**Work to complete**
Which of the lines below hold the word "added"? Pull each of them out.

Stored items
####################

PR #944, opened 2024-10-04
Check if the bundle config exists, return 404 if missing

trevorgerhardt:
When retrieving the config, return a clearer error if the file cannot be found so that can be handled individually.

### DIFF
--- a/src/main/java/com/conveyal/analysis/controllers/BundleController.java
+++ b/src/main/java/com/conveyal/analysis/controllers/BundleController.java
@@ -18,8 +18,8 @@ import com.conveyal.gtfs.model.Stop;
 import com.conveyal.gtfs.validator.PostLoadValidator;
 import com.conveyal.osmlib.Node;
 import com.conveyal.osmlib.OSM;
-import com.conveyal.r5.analyst.progress.ProgressInputStream;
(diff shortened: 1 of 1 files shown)


src/main/java/com/conveyal/analysis/controllers/BundleController.java
```diff
@@ -327,13 +327,17 @@ private Bundle getBundle (Request req, Response res) {
      * and is considered the definitive source of truth. The entry in the database is a newer addition and has only
      * been around since September 2024.
      */
-    private TransportNetworkConfig getBundleConfig (Request request, Response res) {
+    private TransportNetworkConfig getBundleConfig(Request request, Response res) {
```
ansoncfit, line 330: Different style settings in IDE?

ansoncfit (approved):
For future reference, the 404 return code is not explicit in this controller -- it's specified in `AnalysisServerException#notFound()`

src/main/java/com/conveyal/analysis/controllers/BundleController.java
trevorgerhardt: I guess so? I did not intentionally change that. Similarly with the moving import, probably from "organize imports" on save.

PR #945, opened 2024-10-10
Add network config option to save GTFS shapes

### LINKED ISSUE #751: Saving shape information in network.dat (r5r)

ansoncfit:
Fixes #751

### DIFF
--- a/src/main/java/com/conveyal/r5/analyst/cluster/TransportNetworkConfig.java
+++ b/src/main/java/com/conveyal/r5/analyst/cluster/TransportNetworkConfig.java
@@ -57,4 +57,9 @@ public class TransportNetworkConfig {
      */
     public String traversalPermissionLabeler;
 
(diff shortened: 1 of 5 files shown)


trevorgerhardt:
Changes look good to me. Do we know why those tests are failing? Once we address those I will approve.

trevorgerhardt (dismissed):

PR #947, opened 2024-10-25
Update javadoc to reflect recent LinkageCache changes

abyrd:
This is a pure documentation change, fixing some obsolete information I noticed during a recent call.

The final block of documentation in the changeset was changed only for consistency with surrounding comments. It will take longer to work through the open questions in that block and verify current behavior. That would be useful, but I don't think I will reach reliable conclusions on that part by the time we do the release.

### DIFF
--- a/src/main/java/com/conveyal/r5/analyst/LinkageCache.java
+++ b/src/main/java/com/conveyal/r5/analyst/LinkageCache.java
@@ -21,7 +21,7 @@ import java.util.concurrent.ExecutionException;
  * There could instead be one instance per AnalystWorker or per JVM (static), but this would cause the mappings
  * including PointSets, StreetLayers, and Linkages (which hold references to the TransportNetwork) to stick around
  * even when we try to garbage collect a TransportNetwork. In cloud operation, this problem would not necessarily arise
- * in practice since workers are permanently associated with a single TransportNetwork.
+ * in practice since workers are permanently associated with a single base TransportNetwork.
  */
 public class LinkageCache {
 
--- a/src/main/java/com/conveyal/r5/analyst/LinkageCache.java
+++ b/src/main/java/com/conveyal/r5/analyst/LinkageCache.java
@@ -16,35 +16,34 @@ import java.util.Objects;
 import java.util.concurrent.ExecutionException;
 
 /**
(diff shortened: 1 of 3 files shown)


src/main/java/com/conveyal/r5/analyst/LinkageCache.java
```diff
@@ -16,35 +16,34 @@
...
- * Retains linkages between PointSets and the StreetLayers for specific StreetModes.
- * This used to be embedded in the PointSets themselves, now there should be one instance per TransportNetwork.
+ * Retains linkages between PointSets and the StreetLayers for specific StreetModes, including egress distance tables.
+ * LinkageCaches used to be associated with individual PointSets, but now there is a single cache per TransportNetwork.
  * There could instead be one instance per AnalystWorker or per JVM (static), but this would cause the mappings
  * including PointSets, StreetLayers, and Linkages (which hold references to the TransportNetwork) to stick around
- * even when we try to garbage collect a TransportNetwork. This is less of an issue now that we don't plan to have
- * workers migrate between TransportNetworks.
+ * even when we try to garbage collect a TransportNetwork. In cloud operation, this problem would not necessarily arise
+ * in practice since workers are permanently associated with a single TransportNetwork.
```
ansoncfit, line 24:
```suggestion
 * in practice since workers are permanently associated with a single base TransportNetwork.
```

ansoncfit (changes requested):
I made one small suggestion for clarity.

In our recent discussion, I mentioned a vague memory of another comment that might need to be updated, about moving something to a top-level cache. I tried to track this down but didn't find it.

abyrd:
>Is the description here still correct?

I think it is still correct, though the way it's phrased might be confusing. When it says "completely bypassing the async loader" it means that while we're still using the async loader class, we're using a method on that class that intentionally skips all the async or background proccessing machinery.

When a regional analysis starts up, we have N tasks all trying to preload at once, and they all block on this method. We don't want N threads performing the slow or heavy calculation steps of preloading redundantly. Nothing in the async loader class itself is causing them to take turns or wait for one preload to finish and share with the other threads. But behind the preloader class there are other caches that do enforce turn-taking and prevent redundant work.

ansoncfit (approved):
👍

PR #950, opened 2024-10-26
Set Status.PRESENT after synchronous preload

### LINKED ISSUE #949: Stalled single-point analysis after worker handles regional tasks
Once a worker completes regional tasks for a given combination of scenario and modes, subsequent single-point requests for that combination stall with the message "Linking destination grid to streets"

The issue appears to be that the synchronous preload used when handling regional tasks does not set status of loaded objects to "PRESENT"

ansoncfit:
This PR fixes #949, a longstanding issue (possibly since #746).

We have two pathways for loading transport network data on a worker: `preloadData` (asynchronously, for single-point tasks) and `synchronousPreload` (for regional tasks). Once data are loaded in an AsyncLoader, they should be marked with `Status.PRESENT`. The async pathway was doing this correctly. But once a worker switched to a regional task, it would switch the status to `LOADING` and never switch it back to `PRESENT`.

This PR factors out a `setComplete` method and calls it in both pathways.

### DIFF
--- a/src/main/java/com/conveyal/r5/analyst/NetworkPreloader.java
+++ b/src/main/java/com/conveyal/r5/analyst/NetworkPreloader.java
@@ -97,7 +97,10 @@ public class NetworkPreloader extends AsyncLoader<NetworkPreloader.Key, Transpor
      * data is prepared. 
      */
     public TransportNetwork synchronousPreload (AnalysisWorkerTask task) {
-        return buildValue(Key.forTask(task));
+        Key key = Key.forTask(task);
+        TransportNetwork scenarioNetwork = buildValue(key);
+        setComplete(key, scenarioNetwork);
+        return scenarioNetwork;
     }
 
     @Override
@@ -140,7 +143,7 @@ public class NetworkPreloader extends AsyncLoader<NetworkPreloader.Key, Transpor
                 linkedPointSet.getEgressCostTable(progressListener);
             }
         }
-        // Finished building all needed inputs for analysis, return the completed network to the AsyncLoader code.
+        // Finished building all needed inputs for analysis, return the completed network
         return scenarioNetwork;
     }
 
--- a/src/main/java/com/conveyal/r5/analyst/NetworkPreloader.java
+++ b/src/main/java/com/conveyal/r5/analyst/NetworkPreloader.java
@@ -79,7 +79,7 @@ public class NetworkPreloader extends AsyncLoader<NetworkPreloader.Key, Transpor
         this.transportNetworkCache = transportNetworkCache;
     }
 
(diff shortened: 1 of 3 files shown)


src/main/java/com/conveyal/r5/analyst/NetworkPreloader.java
```diff
@@ -140,7 +143,7 @@ protected TransportNetwork buildValue(Key key) {
                 linkedPointSet.getEgressCostTable(progressListener);
             }
         }
-        // Finished building all needed inputs for analysis, return the completed network to the AsyncLoader code.
```
ansoncfit, line 143: This method is also called by `synchronousPreload`, so I propose deleting this part of the comment.

abyrd:
Thanks @ansoncfit for identifying this problem and tracking down the cause! The proposed fix already looks good, but I have a sense we could reduce code duplication slightly, and reduce the risk of similar future problems by moving the synchronousPreload logic up into the AsyncLoader abstract class as a public getSynchronous() method, which is then also called by the runnable inside get(). This would have all code paths calling the exact same instance of the crucial buildValue / setComplete sequence, so it can't be done wrong in any future extensions of AsyncLoader. I'll give it some thought tomorrow and propose a patch.

abyrd:
What do you think of the approach shown in the three commits I just pushed to this branch? The NetworkPreloader has blocking and nonblocking preload methods, which call blocking and nonblocking methods on the base class. Then the nonblocking method on the base class just runs the blocking method in a background thread. So everything leads down to a single blocking get method that always includes the logic to mark the element present.

This should provide identical behavior to the previous version, I just find it a little less susceptible to similar problems in the future.

The question arises whether the try/catch error handling code should be inside getBlocking, which would make it apply to both preload and preloadSynchronous. Errors in either case would then set the status to ERROR. This would be more consistent but would interfere with the way we currently shuttle regional task exception messages back to the backend. So I just added some comments clarifying how it works currently.

abyrd:
Well, actually there was one small difference in behavior: the status was being set to "Starting..." just before a synchronous load begins. I moved it back just to keep behavior mostly identical to previous versions. This could be changed in the future if we do a more significant refactor of how exceptions are handled and passed up to the backend.

ansoncfit (commented):
Thanks for the revisions. I agree with having both paths converge on a single method.

I will make sure we test workers switching between scenarios and single-point/regional tasks on staging before our next release.

Let's go ahead and merge this PR (I would mark it as approved, but GH doesn't give me the option as the original author).

trevorgerhardt (dismissed):
Looks good to me, can be merged once the conflict is resolved 👍

PR #951, opened 2024-12-19
Patched v7.3 larger max extent for streetlayer

christophfink:
This is an attempt of finding a workaround for https://github.com/r5py/r5py/issues/447 
(ping @fbarbe00)


christophfink:
sorry, didn't want to merge this into conveyal/r5, but r5py/r5

PR #953, opened 2025-02-11
Enable returning freeform points

trevorgerhardt:
Allows `getOpportunityDataset` to return Freeform files to be visualized in the UI.


ansoncfit (approved):
👍

PR #955, opened 2025-02-17
Handle dual access grids (full implementation)

trevorgerhardt:
Create and write dual accessibility grids utilizing the same grid format as regular accessibility grids. A new `dualAccessibilityThresholds` parameter is required along with `includeTemporalDensity` set to true.

Changes:
- Switch to use a thresholds array instead of a single threshold in `AnalysisWorkerTask`s.
- Check that only a single grid is being created (they currently would have the same filename)
- Create a `MultiGridResultWriter` for dual access grids. Store dual access results in `accessibilityValues` in `RegionalWorkResult`.
- Ensure the worker version is >= v7.4.
- Switch `getRegionalResults` to take `threshold` as a parameter instead of `cutoff`.
- Requires https://github.com/conveyal/ui/pull/2065

Screenshot 2025-03-08 at 7 12 24 PM


src/main/java/com/conveyal/analysis/controllers/RegionalAnalysisController.java
```diff
@@ -406,17 +409,26 @@ private UrlWithHumanName getRegionalResults (Request req, Response res) throws I
...
+            checkState(nThresholds > 0, "Regional analysis has no thresholds.");
+            threshold = getIntQueryParameter(req, "threshold", thresholds[nThresholds / 2]);
+            checkArgument(new TIntArrayList(thresholds).contains(threshold),
+                    "Dual access thresholds for this regional analysis must be taken from this list: (%s)",
+                    Ints.join(", ", thresholds)
+            );
+        } else if (analysis.cutoffsMinutes != null) {
+            // Handle newer regional analyses with multiple cutoffs in an array.
+            // If a query parameter is supplied, range check it, otherwise use the middle value in the list.
+            // The cutoff variable holds the actual cutoff in minutes, not the position in the array of cutoffs.
```
ansoncfit, line 427: Should this comment (specifically the part about using the middle value in the list) be moved up (as `[nThresholds / 2]` is also used above)?

src/main/java/com/conveyal/r5/analyst/cluster/AnalysisWorkerTask.java
```diff
@@ -111,9 +111,9 @@ public abstract class AnalysisWorkerTask extends ProfileRequest {
 
     /**
      * If this is set to a value above zero, report the amount of time needed to reach the given number of
```
ansoncfit, line 113: Javadoc here (and above for `includeTemporalDensity`) should be updated (as in `AnalysisRequest`)

src/main/java/com/conveyal/r5/analyst/TemporalDensityResult.java
```diff
@@ -41,56 +44,81 @@ public class TemporalDensityResult {
...
+    public int[][][] calculateDualAccessGrid() {
+        checkInvariants();
 
+        int[][][] dualAccessGrid = new int[nPointSets][nPercentiles][nThresholds];
+        for (int i = 0; i < nPointSets; i++) {
+            for (int j = 0; j < nPercentiles; j++) {
+                for (int k = 0; k < nThresholds; k++) {
+                    int threshold = dualAccessThresholds[k];
+                    int minutes = 0;
+                    double sum = 0;
```
ansoncfit, line 112: Current user-facing documentation states
> A value of -1 indicates the specified threshold is not reached within the maximum cutoff specified when the regional analysis was created

For a special value to signal the threshold cannot be reached in less than 120 minutes, I'd prefer a value other than 0.

src/main/java/com/conveyal/analysis/models/AnalysisRequest.java
```diff
@@ -164,17 +164,16 @@ public class AnalysisRequest {
...
+     * to the broker. Requires a destination pointset to be specified. If an origin pointset is specified the results
+     * will be collated to CSV.
      */
     public boolean includeTemporalDensity = false;
 
     /**
-     * If this is set to a value above zero, report the amount of time needed to reach the given number of
-     * opportunities from this origin (known technically as "dual accessibility").
+     * Report the amount of time needed to reach the given number of
+     * opportunities from this origin (known technically as "dual access").
```
ansoncfit, line 174:
```suggestion
     * If set, and if includeTemporalDensity is true, results will 
     * include the amount of time needed to reach each threshold 
     * number of opportunities (known technically as "dual access").
```

ansoncfit (commented):
Thanks for switching to the consistent "access" terminology. A few comments are in-line below.

src/main/java/com/conveyal/r5/analyst/TemporalDensityResult.java
trevorgerhardt: Updated in https://github.com/conveyal/r5/pull/955/commits/d8e68699ce196407065a78dc5f77d3a8f0d680d8

trevorgerhardt: If we set values to -1 then this statement will error when writing a grid:

https://github.com/conveyal/r5/blob/e535981ec29b0461f4d3d3111999a9d6f5ac6d7d/src/main/java/com/conveyal/r5/analyst/Grid.java#L303-L306

Possible solutions:
1. Use `0` to signify "unreached". Update the docs accordingly. Filter `0`s in the UI to show them as "unreached". 
2. Remove these checks while writing dual access Grids. Filter `-1` in the UI to show them as "unreached". 

Another thought: from a user's perspective, when we're showing values that represent minutes, do people usually expect `0` to mean "under 1" and `60` to mean under 61? For example, for regular access values we would show "Workers total within 60 minutes". So for dual access, expressing it as "threshold reached within 60 minutes" may also make sense.

ansoncfit: Possible solution # 1 seems reasonable. In geotiff downloads of single-point travel time results, 0 is already used to signify unreachable within 120 minutes (https://docs.conveyal.com/analysis#downloading)

src/main/java/com/conveyal/r5/analyst/cluster/AnalysisWorkerTask.java
ansoncfit: Could still use an update:
```
     * If set, and if includeTemporalDensity is true, results will 
     * include the amount of time needed to reach each threshold 
     * number of opportunities (known technically as "dual access").
```

src/main/java/com/conveyal/analysis/controllers/RegionalAnalysisController.java
```diff
@@ -406,17 +409,26 @@ private UrlWithHumanName getRegionalResults (Request req, Response res) throws I
...
+                    Ints.join(", ", thresholds)
+            );
+        } else if (analysis.cutoffsMinutes != null) {
+            // Handle newer regional analyses with multiple cutoffs in an array.
+            // The cutoff variable holds the actual cutoff in minutes, not the position in the array of cutoffs.
             int nCutoffs = analysis.cutoffsMinutes.length;
             checkState(nCutoffs > 0, "Regional analysis has no cutoffs.");
-            cutoffMinutes = getIntQueryParameter(req, "cutoff", analysis.cutoffsMinutes[nCutoffs / 2]);
-            checkArgument(new TIntArrayList(analysis.cutoffsMinutes).contains(cutoffMinutes),
+            threshold = getIntQueryParameter(req, "cutoff", analysis.cutoffsMinutes[nCutoffs / 2]);
```
ansoncfit, line 430: I haven't thought this all the way through -- should all query parameters be `threshold` (regardless of whether the request is for accessibility or dual access results)?

```suggestion
            threshold = getIntQueryParameter(req, "threshold", analysis.cutoffsMinutes[nCutoffs / 2]);
```

trevorgerhardt: Yes. Updated in https://github.com/conveyal/r5/pull/955/commits/cb4334505b0f2237ae16555d9f574c545cb3af2c.

src/main/java/com/conveyal/analysis/controllers/RegionalAnalysisController.java
```diff
@@ -599,6 +611,30 @@ private RegionalAnalysis createRegionalAnalysis (Request req, Response res) thro
                 "recordTimes can only be used with a single destination pointset, which must be freeform (non-grid)."
             );
         }
+        if (task.includeTemporalDensity) {
+            checkArgument(
+                    task.dualAccessThresholds != null &&
+                            task.dualAccessThresholds.length > 0,
+                    "dualAccessThresholds not specified when includeTemporalDensity is enabled."
```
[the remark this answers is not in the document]
trevorgerhardt: Yes, good catch. Updated in https://github.com/conveyal/r5/pull/955/commits/a69e71c15cd8effcc63ebab285639df9565bdf5d

src/main/java/com/conveyal/r5/analyst/TemporalDensityResult.java
trevorgerhardt: Changed to `0` in https://github.com/conveyal/r5/pull/955/commits/e6c6999ee8496aba8c2d8ec1981390a4480c149f

src/main/java/com/conveyal/r5/analyst/cluster/AnalysisWorkerTask.java
trevorgerhardt: Updated comment, thanks 👍

ansoncfit (approved):
Let's merge for a consolidated testing round.

src/main/java/com/conveyal/r5/analyst/TemporalDensityResult.java
```diff
@@ -41,56 +44,86 @@ public class TemporalDensityResult {
...
+                "Dual access requires at least one destination pointset."
         );
+        // TODO check that thresholds are sorted
         this.destinationPointSets = task.destinationPointSets;
+        this.dualAccessThresholds = task.dualAccessThresholds;
         this.nPercentiles = task.percentiles.length;
-        this.opportunityThreshold = task.dualAccessibilityThreshold;
-        this.opportunitiesPerMinute = new double[destinationPointSets.length][nPercentiles][120];
+        this.nPointSets = this.destinationPointSets.length;
+        this.nThresholds = this.dualAccessThresholds.length;
```
abyrd, line 54: If it is still valid to request temporal density results without enabling dual access, I believe `dualAccessThresholds` can be null, which will result in a null pointer exception here. Comments elsewhere say that dualAccessThresholds doesn't need to be set, and that calculating dual access is an optional add-on to temporal density.

src/main/java/com/conveyal/r5/analyst/cluster/RegionalWorkResult.java
```diff
@@ -65,7 +65,12 @@ public RegionalWorkResult(OneOriginResult result, RegionalTask task) {
         this.travelTimeValues = result.travelTimes == null ? null : result.travelTimes.values;
         this.accessibilityValues = result.accessibility == null ? null : result.accessibility.getIntValues();
         this.pathResult = result.paths == null ? null : result.paths.summarizeIterations(PathResult.Stat.MINIMUM);
-        this.opportunitiesPerMinute = result.density == null ? null : result.density.opportunitiesPerMinute;
+        if (result.density != null) {
+            this.opportunitiesPerMinute = result.density.opportunitiesPerMinute;
+            if (task.originPointSet == null) {
+                this.accessibilityValues = result.density.calculateDualAccessGrid();
```
abyrd, line 71: Relatedly, it looks like this could try to generate dual access grids even when no dual thresholds are specified, resulting in a null pointer exception in `calculateDualAccessGrid()`. However, here I think the `originPointSet == null` condition is excluding the case where we can calculate density without dual access (freeform pointsets specified as origins, producing CSV output).

src/main/java/com/conveyal/r5/analyst/TemporalDensityResult.java
trevorgerhardt: Hmmm, yes so "temporal density" can still be generated without thresholds being set. However, in practice we only generate "temporal density" to generate a dual access CSV, which requires a threshold to be set, and now dual access grids, which also require threshold to be set.

I may have responded too quickly to @ansoncfit's original comment about this issue when I moved the dual access thresholds validation. 

Will follow up with a PR to address.

trevorgerhardt: PR with dual access validation here: https://github.com/conveyal/r5/pull/961

src/main/java/com/conveyal/r5/analyst/cluster/RegionalWorkResult.java
trevorgerhardt: While this code path should not be hit without `dualAccessThresholds` being set, I added an additional check in the PR here: https://github.com/conveyal/r5/pull/961

src/main/java/com/conveyal/r5/analyst/TemporalDensityResult.java
abyrd: In practice in this particular context (regional analyses triggered from the web UI) we only use temporal density to generate access CSV or grids. But it could be used differently in single-point requests, or by API requests from scripts outside the standard web UI workflows. On the PR that originally added this functionality there's some discussion of other ways the temporal density output might be used: https://github.com/conveyal/r5/pull/884#issuecomment-1666745956

The combination in https://github.com/conveyal/r5/pull/961 seems appropriate for current capabilities. TemporalDensityResult can still be created and used without computing dual access (for example by batch single-point API requests from a script). But in regional analyses, I don't think there is any way for TemporalDensityResults to make their way into regional analysis results if dual access is not enabled. So it makes sense to validate that those dual access thresholds are present in incoming regional analysis API requests.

####################

**Solution to this problem**
The question arises whether the try/catch error handling code should be inside getBlocking, which would make it apply to both preload and preloadSynchronous. Errors in either case would then set the status to ERROR. This would be more consistent but would interfere with the way we currently shuttle regional task exception messages back to the backend. So I just added some comments clarifying how it works currently.
trevorgerhardt: While this code path should not be hit without `dualAccessThresholds` being set, I added an additional check in the PR here: https://github.com/conveyal/r5/pull/961
abyrd: In practice in this particular context (regional analyses triggered from the web UI) we only use temporal density to generate access CSV or grids. But it could be used differently in single-point requests, or by API requests from scripts outside the standard web UI workflows. On the PR that originally added this functionality there's some discussion of other ways the temporal density output might be used: https://github.com/conveyal/r5/pull/884#issuecomment-1666745956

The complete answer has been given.